Task requirements =>
Scan the data, and whenever a line contains "length", copy it.

Stored data entries:
PR #5, opened 2021-07-08
Simplify digest memory allocation

samuel-lee-msft:
+ Hopefully handing allocation/freeing of SymCrypt digest state entirely
  to OpenSSL should avoid leaks in HMAC which Ming-Wei observes but I
  have not been able to reproduce
  + Reduces complexity and lines of code anyway, so seems like a step in
    the right direction
+ Free allocated public key on successful ECDH
+ Error in the engine when flen provided to RSA is too big, rather than
  changing the value to read a prefix of the provided buffer
  + Also explicitly write to the amount of memory that is specified in
    the RSA documentation:
    https://www.openssl.org/docs/man1.1.1/man3/RSA_private_decrypt.html

### DIFF
--- a/SymCryptEngine/src/sc_ossl_rsa.c
+++ b/SymCryptEngine/src/sc_ossl_rsa.c
@@ -26,6 +26,11 @@ typedef int (*PFN_RSA_meth_pub_dec)(int flen, const unsigned char* from,
 typedef int (*PFN_RSA_meth_priv_dec)(int flen, const unsigned char *from,
                         unsigned char *to, RSA *rsa, int padding);
 
+// The minimum PKCS1 padding is 11 bytes
+#define SC_OSSL_MIN_PKCS1_PADDING (11)
+// The minimum OAEP padding is 2*hashlen + 2, and the minimum hashlen is SHA1 - with 20B hash => minimum 42B of padding
+#define SC_OSSL_MIN_OAEP_PADDING (42)
+
 int sc_ossl_rsa_pub_enc(int flen, const unsigned char* from,
     unsigned char* to, RSA* rsa,
     int padding)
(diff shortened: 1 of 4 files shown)


SymCryptEngine/src/sc_ossl_rsa.c
```diff
@@ -51,21 +51,30 @@ int sc_ossl_rsa_pub_enc(int flen, const unsigned char* from,
...
+    if( from == NULL )
+    {
+        goto err;
+    }
 
     switch( padding )
     {
     case RSA_PKCS1_PADDING:
         SC_OSSL_LOG_DEBUG("SymCryptRsaPkcs1Encrypt");
+        if( flen > cbModulus - 11 )
```
mlindgren, line 66: >if( flen > cbModulus - 11 ) [](http://example.com/codeflow?start=8&length=27)

Can you add comments indicating why we have these limits? I assume it has to do with the limit of how many bytes can be encrypted with a given padding scheme, but right now they're just magic numbers.

SymCryptEngine/src/sc_ossl_rsa.c
```diff
@@ -202,7 +223,7 @@ int sc_ossl_rsa_priv_dec(int flen, const unsigned char* from,
                        SYMCRYPT_NUMBER_FORMAT_MSB_FIRST,
                        0,
                        to,
-                       flen > cbModuls ? cbModuls : flen,
+                       cbModulus - 11,
```
mlindgren, line 226: >cbModulus - 11, [](http://example.com/codeflow?start=23&length=15)

Ditto

mlindgren (approved):
:shipit:

SymCryptEngine/src/sc_ossl_rsa.c
samuel-lee-msft: I made some new #defines for these values with some comments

Result of the exercise =>
mlindgren, line 66: >if( flen > cbModulus - 11 ) [](http://example.com/codeflow?start=8&length=27)
mlindgren, line 226: >cbModulus - 11, [](http://example.com/codeflow?start=23&length=15)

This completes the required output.